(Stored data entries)
%%
PR #247, opened 2026-07-09
Feature: Pid Gui window title based on module name

JeppeSparrow:
## Description
Makes the window title of the pid gui follow the name of the module it's loaded from.

## Motivation and Context
Makes it easier to distinguish windows if there is more than one pid gui present.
%%
After locating the line that holds "Feature: Pid Gui", print it and each line after it through the end of the data, exactly as it stands.

* [RESPONSE AREA]:
Feature: Pid Gui window title based on module name

JeppeSparrow:
## Description
Makes the window title of the pid gui follow the name of the module it's loaded from.

## Motivation and Context
Makes it easier to distinguish windows if there is more than one pid gui present.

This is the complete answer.